**YOUR INSTRUCTIONS:** For every line in the entries that contains "correct", show the whole line.

- - -

Issue #2263, opened 2017-04-14
RPC test: FAIL: wallet_protectcoinbase.py


CESLincoln:
When I run the RPC test I receive the following error and the test is unable to continue:

```
 File "/home/ces/zcash/qa/rpc-tests/test_framework/test_framework.py", line 134, in main
  ...returned status: failed
  ...returned error: Insufficient transparent funds, have 10.00, need 0.00000053 more to avoid creating invalid change output 0.00000001 (dust threshold is 0.00000054)
    stop_nodes(self.nodes)
  waiting for async operation opid-9ce296ee-1fb9-435e-8ebf-f9beeca4942a
  File "/home/ces/zcash/qa/rpc-tests/test_framework/util.py", line 224, in stop_nodes
  ...returned status: failed
  ...returned error: Insufficient transparent funds, have 10.00, need 10000.0001
  waiting for async operation opid-ed59042c-52cd-4197-884c-52476f3401f8
  ...returned status: failed
  ...returned error: Insufficient protected funds, have 9.9998, need 10000.0001
  Unexpected exception caught during testing: global name 'BrokenPipeError' is not defined
  Stopping nodes
```

Please advice on how to solve this issue.

Thank you.

ebfull:
Thanks for the bug report and for running our tests! We'll check into this.

daira:
Bug introduced in https://github.com/zcash/zcash/commit/2edad86b2d130fa424ce63220dbf536c3efa9b55

daira:
This code hasn't changed since, upstream: https://github.com/bitcoin/bitcoin/blob/master/test/functional/test_framework/authproxy.py#L133

I'm a bit confused because the RPC tests work for me on Python 2, even though the code appears as though it shouldn't work. Are the classes specified in ``except:`` clauses only evaluated when there is an exception that reaches that clause?

daira:
In any case I suggest this fix:
```
        except Exception as e:
            # Python 3.5+ raises BrokenPipeError instead of BadStatusLine when the connection was reset
            # ConnectionResetError happens on FreeBSD with Python 3.4
            # These classes don't exist in Python 2.x, so we can't refer to them directly.
            if e.__class__.__name__ not in ('BrokenPipeError', 'ConnectionResetError'):
                raise
            self.__conn.close()
            self.__conn.request(method, path, postdata, headers)
            return self._get_response()
```

daira:
[...]

PR #2265, opened 2017-04-14
Fix an error reporting bug due to BrokenPipeError and ConnectionResetError not existing in Python 2

daira:
refs #2263


ebfull:
@zkbot try

bitcartel:
Now I get `[Errno 32] Broken pipe`, so the correct exception is being thrown and caught with Python 2.

arcalinea:
utACK

daira:
It appears that this fixes the error reporting. @zkbot r+

daira:
This fix should be submitted upstream.

PR #2293, opened 2017-04-24
Alerts for 2017-04-11.a security issue (fixed in 1.0.8-1)

daira:
Alert 1002 (versions 1.0.0-1.0.2 inclusive).
Alert 1003 (versions 1.0.3-1.0.8 inclusive).

### DIFF
--- a/src/sendalert.cpp
+++ b/src/sendalert.cpp
@@ -71,9 +71,9 @@ void ThreadSendAlert()
     //
     CAlert alert;
     alert.nRelayUntil   = GetTime() + 15 * 60;
-    alert.nExpiration   = GetTime() + 20 * 365 * 24 * 60 * 60;
-    alert.nID           = 1002;  // use https://github.com/zcash/zcash/wiki/specification#assigned-numbers to keep track of alert IDs
-    alert.nCancel       = 1000;  // cancels previous messages up to this ID number
+    alert.nExpiration   = GetTime() + 6 * 30 * 24 * 60 * 60;
+    alert.nID           = 1003;  // use https://github.com/zcash/zcash/wiki/specification#assigned-numbers to keep track of alert IDs
+    alert.nCancel       = 1001;  // cancels previous messages up to this ID number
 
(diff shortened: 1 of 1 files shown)


nathan-at-least:
Code review ACK on the versions, priorities, and text. I guess there's no support for non-English-speaking users?

daira:
> I guess there's no support for non-English-speaking users?

There is not :-(

src/sendalert.cpp
```diff
@@ -71,29 +71,35 @@ void ThreadSendAlert()
...
     alert.strComment    = "";
-    alert.strStatusBar  = "Your client is out of date and potentially vulnerable to denial of service. Please update to the most recent version of Zcash (1.0.5). More info at: https://z.cash/support/security.html";
-    alert.strRPCError   = "Your client is out of date and potentially vulnerable to denial of service. Please update to the most recent version of Zcash (1.0.5). More info at: https://z.cash/support/security.html";
+    alert.strStatusBar  = "Your client is out of date and potentially vulnerable to blockchain disruption. Please update to the most recent version of Zcash and use -reindex to ensure integrity of your blockchain state. More info at: https://z.cash/support/security/";
+    alert.strRPCError   = alert.strStatusBar;
 
     // Set specific client version/versions here. If setSubVer is empty, no filtering on subver is done:
     // alert.setSubVer.insert(std::string("/MagicBean:0.7.2/"));
-	alert.setSubVer.insert(std::string("/MagicBean:1.0.3/"));
+    const std::vector<std::string> useragents = {"MagicBean", "BeanStalk", "AppleSeed", "EleosZcash"};
```
str4d: Do we know that all of these are using the affected codebase? It's a fair assumption, but we should probably check.

daira: These were the user agents I saw at https://explorer.zcha.in/network that appeared to be using the same version numbers as the official source.

nathan-at-least:
@zkbot r+

Issue #2214, opened 2017-03-27
Spurious assertion failure from boost::condition_variable when exiting


daira:
Running zcashd while the proving key was downloading in the background (just to see what would happen):

```
Thank you for running a Zcash node!
You're helping to strengthen the network and contributing to a social good :)

In order to ensure you are adequately protecting your privacy when using Zcash,
please see <https://z.cash/support/security/index.html>.

Since starting this node 2 seconds ago:
- You have validated no transactions.

Messages:
Error: Cannot find the Zcash network parameters in the following directory:
"/home/daira/.zcash-params"
Please run 'zcash-fetch-params' or './zcutil/fetch-params.sh' and then restart.

Init message: Loading block index...

[Press Ctrl+C to exit] [Set 'showmetrics=0' to hide]
zcashd: /home/daira/zecc/zcash/depends/x86_64-unknown-linux-gnu/share/../include/boost/thread/pthread/condition_variable_fwd.hpp:102: boost::condition_variable::~condition_variable(): Assertion `!ret' failed.
Aborted
```

Expected behaviour: zcashd prints everything but the assertion from ``boost::condition_variable``, and then exits.

jasondavies:
I found a fix that addresses this in #2555.  I should note that the assertion error I got when attempting to reproduce was a mutex error, not a condition_variable error, but perhaps it's because I was attempting to reproduce on master (e88ab1a9207a46e1f0ba00563ddb5f25e9b5c438).

PR #2297, opened 2017-04-25
Implement automatic shutdown of deprecated Zcash versions

### LINKED ISSUE #2274: Auto-senescence
Add a feature to our software that *by default* causes the node to exit with an error once it is too old, as defined by an explicit public deprecation policy. I prefer allowing users to disable this feature with a configuration setting, because the intent isn't to force them to do anything, but just to ensure that all users know they should upgrade or opt-out.

str4d:
Closes #2274.

### DIFF
--- a/src/deprecation.cpp
+++ b/src/deprecation.cpp
@@ -1,0 +1,55 @@
+// Copyright (c) 2017 The Zcash developers
+// Distributed under the MIT software license, see the accompanying
+// file COPYING or http://www.opensource.org/licenses/mit-license.php.
+
+#include "deprecation.h"
+
+#include "clientversion.h"
+#include "init.h"
+#include "ui_interface.h"
+#include "util.h"
+
+static const std::string CLIENT_VERSION_STR = FormatVersion(CLIENT_VERSION);
+
+void EnforceNodeDeprecation(int nHeight, bool forceLogging) {
+    int blocksToDeprecation = DEPRECATION_HEIGHT - nHeight;
+    bool disableDeprecation = (GetArg("-disabledeprecation", "") == CLIENT_VERSION_STR);
+    if (blocksToDeprecation <= 0) {
+        // In order to ensure we only log once per process when deprecation is
+        // disabled (to avoid log spam), we only need to log in two cases:
+        // - The deprecating block just arrived
+        //   - This can be triggered more than once if a block chain reorg
+        //     occurs, but that's an irregular event that won't cause spam.
+        // - The node is starting
+        if (blocksToDeprecation == 0 || forceLogging) {
+            auto msg = strprintf(_("This version has been deprecated as of block height %d."),
+                                 DEPRECATION_HEIGHT) + " " +
+                       _("You should upgrade to the latest version of Zcash.");
+            if (!disableDeprecation) {
+                msg += " " + strprintf(_("To disable deprecation for this version, set %s%s."),
+                                       "-disabledeprecation=", CLIENT_VERSION_STR);
+            }
+            LogPrintf("*** %s\n", msg);
+            uiInterface.ThreadSafeMessageBox(msg, "", CClientUIInterface::MSG_ERROR);
+        }
+        if (!disableDeprecation) {
+            StartShutdown();
+        }
+    } else if (blocksToDeprecation == DEPRECATION_WARN_LIMIT ||
+               (blocksToDeprecation < DEPRECATION_WARN_LIMIT && forceLogging)) {
+        std::string msg;
+        if (disableDeprecation) {
+            msg = strprintf(_("This version will be deprecated at block height %d."),
+                            DEPRECATION_HEIGHT) + " " +
+                  _("You should upgrade to the latest version of Zcash.");
+        } else {
+            msg = strprintf(_("This version will be deprecated at block height %d, and will automatically shut down."),
+                            DEPRECATION_HEIGHT) + " " +
+                  _("You should upgrade to the latest version of Zcash.") + " " +
+                  strprintf(_("To disable deprecation for this version, set %s%s."),
+                            "-disabledeprecation=", CLIENT_VERSION_STR);
+        }
+        LogPrintf("*** %s\n", msg);
+        uiInterface.ThreadSafeMessageBox(msg, "", CClientUIInterface::MSG_WARNING);
+    }
+}
--- a/src/deprecation.h
+++ b/src/deprecation.h
@@ -1,0 +1,23 @@
+// Copyright (c) 2017 The Zcash developers
+// Distributed under the MIT software license, see the accompanying
+// file COPYING or http://www.opensource.org/licenses/mit-license.php.
+
+#ifndef ZCASH_DEPRECATION_H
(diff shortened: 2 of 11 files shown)


str4d:
Started after warning threshold, deprecation threshold reached:
2274-deprecation-running-noflag

Started after deprecation, `-disabledeprecation=1.0.8` (assertion is I think related to issue #2214):
2274-deprecated-init-noflag

Started after deprecation, `-disabledeprecation=1.0.8-1`:
2274-deprecated-init-flag

daira:
Also, "deprecation" to me means that the use of something is discouraged but still works. We need a different word.

str4d:
With wrapping:
2274-deprecation-running-noflag-wrapped

ebfull:
@daira In a sense it still works because you can bypass the shutdown, you just have to acknowledge the deprecation and explicitly ignore it. Like selectively disabling a compiler warning.

src/init.cpp
```diff
@@ -344,6 +344,7 @@ std::string HelpMessage(HelpMessageMode mode)
 #endif
     }
     strUsage += HelpMessageOpt("-datadir=<dir>", _("Specify data directory"));
+    strUsage += HelpMessageOpt("-disabledeprecation=<version>", _("Disable block-height node deprecation"));
```
arielgabizon: It's hard to understand what exactly <version> is here

str4d: I'll add documentation for `<version>` in the help string.

str4d:
@daira @ebfull I went with `-disabledeprecation` because the automatic shutdown arises from the deprecation policy, and it is the deprecation policy for that version we are disabling. That is, because we call the policy `deprecation`, I figured the flag should be `-disabledeprecation` (so the two are clearly associated in the user's mind). But perhaps that isn't necessary. Or maybe we can add clarification of the effects of `-disabledeprecation` to the help string?

src/deprecation.h
```diff
@@ -0,0 +1,23 @@
+// Copyright (c) 2017 The Zcash developers
+// Distributed under the MIT software license, see the accompanying
+// file COPYING or http://www.opensource.org/licenses/mit-license.php.
+
+#ifndef ZCASH_DEPRECATION_H
+#define ZCASH_DEPRECATION_H
+
+// Deprecation policy is 4th third-Tuesday after a release
+static const int APPROX_RELEASE_HEIGHT = 115000;
+static const int WEEKS_UNTIL_DEPRECATION = 18;
```
nathan-at-least: Add a comment like: `// We use 18 weeks to ensure auto-deprecation is *always* > 4 months, barring block time skew issues.`

src/deprecation.h
```diff
@@ -0,0 +1,23 @@
+// Copyright (c) 2017 The Zcash developers
+// Distributed under the MIT software license, see the accompanying
+// file COPYING or http://www.opensource.org/licenses/mit-license.php.
+
+#ifndef ZCASH_DEPRECATION_H
+#define ZCASH_DEPRECATION_H
+
+// Deprecation policy is 4th third-Tuesday after a release
+static const int APPROX_RELEASE_HEIGHT = 115000;
```
nathan-at-least: It's important to me that this has a very high chance of occuring after the release day. Add a comment with release date and back-of-the-envelope calculations showing some grace period.

str4d: Did you review the whole PR? I updated the release process to require that these values are updated, so it will always be the case that this value occurs after the release day.

src/deprecation.h
str4d: See above; this value is to be updated during the release process such that it is the correct number of weeks for that release.

str4d:
Force-pushed to squash the following changes in:
- Clarify help text, add example.
- Expand notes in release process doc
- Add unit tests.

src/deprecation.h
nathan-at-least: I did read the whole PR. My rationale was someone reading this code who doesn't know our release process would know how we calculated the number. It's not important enough to block the PR, and the comment on the preceding line should make it clear enough.

arielgabizon:
I'm not sure I understand the point of the version parameter.
From what I understood in the code, you're supposed to give as this parameter the version you are currently running.
But if that's the case, then why not just interpret --disabledeprecation as 
"Whatever version I'm running, even if I don't remember my version number, I don't want to deprecate right now" 
and not require this parameter?

You could still remind the user what version he is running in the message here 
https://github.com/zcash/zcash/pull/2297/commits/5b3bc9716ec1095b7a4624cfe6e1b03d739ab90f#diff-f8d7df41b8550c564a6295b0952fa1c3R49

str4d:
> I'm not sure I understand the point of the version parameter.
From what I understood in the code, you're supposed to give as this parameter the version you are currently running.
But if that's the case, then why not just interpret --disabledeprecation as
"Whatever version I'm running, even if I don't remember my version number, I don't want to deprecate right now"
and not require this parameter?

The reasoning IMHO is that we don't *want* that parameter to be "whatever version I'm running, even if I don't remember my version number", because that is exactly equivalent to "ignore deprecation always", and that is a *much* easier flag to have added in third-party default configs and then be forgotten about, which removes the benefit of this feature almost entirely (because it is effectively no longer by default). If the current version is necessary, then either the user is required to think about that flag on every upgrade (which *is* additional friction as @bitcartel noted [here](https://github.com/zcash/zcash/issues/2274#issuecomment-298206406)), or the third party wallet etc. is required to consider it when designing their UI. Either case is I think much closer to the desired goals of this feature. Of course, this assumes we do go for this feature (auto-senescence) instead of one of the other approaches being discussed in #2274.

arielgabizon:
OK that makes sense

src/deprecation.cpp
```diff
@@ -0,0 +1,55 @@
...
+        if (disableDeprecation) {
+            msg = strprintf(_("This version will be deprecated at block height %d."),
+                            DEPRECATION_HEIGHT) + " " +
+                  _("You should upgrade to the latest version of Zcash.");
+        } else {
+            msg = strprintf(_("This version will be deprecated at block height %d, and will automatically shut down."),
+                            DEPRECATION_HEIGHT) + " " +
+                  _("You should upgrade to the latest version of Zcash.") + " " +
+                  strprintf(_("To disable deprecation for this version, set %s%s."),
+                            "-disabledeprecation=", CLIENT_VERSION_STR);
```
daira: I think this should say "To disable deprecation shutdown..." and (less important) that the option name should be "-disabledeprecationshutdown=".

nathan-at-least:
@zkbot r+

nathan-at-least:
@zkbot retry

bitcartel:
Will this merge close ticket #2274 partially or fully?   I was under the impression we were still discussing this PR, based on what @str4d wrote above:

> Of course, this assumes we do go for this feature (auto-senescence) instead of one of the other approaches being discussed in #2274.

I just posted a comment yesterday on the ticket: https://github.com/zcash/zcash/issues/2274#issuecomment-301266078

I was hoping we would have more discussion about how this feature might be deployed as in its current form its a big change for end users.

PR #3952, opened 2019-04-14
Remove unnecessary patch in bdb.mk

LongShao007:
there is no "__atomic_compare_exchange" function in "src/dbinc/atomic.h".

### DIFF
--- a/depends/packages/bdb.mk
+++ b/depends/packages/bdb.mk
@@ -14,7 +14,6 @@ endef
 
 define $(package)_preprocess_cmds
   sed -i.old 's/WinIoCtl.h/winioctl.h/g' src/dbinc/win_db.h && \
-  sed -i.old 's/__atomic_compare_exchange\\(/__atomic_compare_exchange_db(/' src/dbinc/atomic.h && \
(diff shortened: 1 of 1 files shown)


daira:
This is confusing because our CI system tests building BDB, which should be deterministic. Can you post your complete build log please?

daira:
Oh, you mean that the patch is no longer necessary? We'll look into that.

Eirik0:
Related: https://github.com/zcash/zcash/commit/1f623c64b6dd636895ebebb726c8aaab3ebeafc3

mms710:
Blocked pending comment from @Eirik0 on a different approach we could take.

Eirik0:
@LongShao007 could you try changing the line from
```
sed -i.old 's/__atomic_compare_exchange\\(/__atomic_compare_exchange_db(/' src/dbinc/atomic.h && \
```
to
```
sed -i.old 's/__atomic_compare_exchange/__atomic_compare_exchange_db/' src/dbinc/atomic.h && \
```
rather than removing it and see if that works?

daira:
@zkbot r+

- - -

**RESULT FOR THIS TASK:**
Now I get `[Errno 32] Broken pipe`, so the correct exception is being thrown and caught with Python 2.
str4d: See above; this value is to be updated during the release process such that it is the correct number of weeks for that release.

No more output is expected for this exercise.